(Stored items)
__________________________________________________

PR #8018, opened 2024-06-12
feat: Add a new `published` job stage

likelikeslike:
We added a new stage for `Job` in CVAT called `published`, which allows users to make one `Job` accessible to all members of their organization.

### Motivation and context

First, thank you for the amazing project that has significantly helped us with our annotation program.

In our work, we encountered a problem: we want to provide annotation examples for new annotators to help them understand the annotation standards easily. However, with the current CVAT design, the only way to do this is by duplicating several `Tasks` and assigning each one to an annotator. While this method achieves our goal, it is not that convenient, and there is a risk that the annotators might accidentally change the pre-annotated examples.

Our ideal solution is that each annotator can share a single `Job` where they can only add comments by opening an `Issue`.

To achieve this, we added a new stage for `Job`, called `published`. If we change a `Job` to the `published` stage, any annotator with the link to this `Job` can view it and add comments.

### How has this been tested?

Yes, we followed the [Development environment](https://docs.cvat.ai/docs/contributing/development-environment/) guidelines and tested it on Ubuntu 22.04. The results were as we expected.

However, due to our limited knowledge of this project, we made the changes as minor as possible. We may also need your help to make this PR more useful in the future.

### Checklist

- [ x ] I submit my changes into the `develop` branch
~~- [ ] I have created a changelog fragment ~~
- [ x ] I have updated the documentation accordingly

### License


likelikeslike:
Show the published jobs count in the `Tasks` page.

image

likelikeslike:
Hi @bsekachev, could you please take a moment to review this PR and let me know if it can be merged? Thank you!

MChanlong:
how can i use your improved version, i also want to create a task multi-users can work in the same job and the database can store different annotations from different users

likelikeslike:
> how can i use your improved version, i also want to create a task multi-users can work in the same job and the database can store different annotations from different users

__________________________________________________

(Task directions):
Nothing but the lines from the one that contains "Hi @bsekachev, could" through the end of the data above should appear, each reproduced exactly.

(Written reply):
Hi @bsekachev, could you please take a moment to review this PR and let me know if it can be merged? Thank you!

MChanlong:
how can i use your improved version, i also want to create a task multi-users can work in the same job and the database can store different annotations from different users

likelikeslike:
> how can i use your improved version, i also want to create a task multi-users can work in the same job and the database can store different annotations from different users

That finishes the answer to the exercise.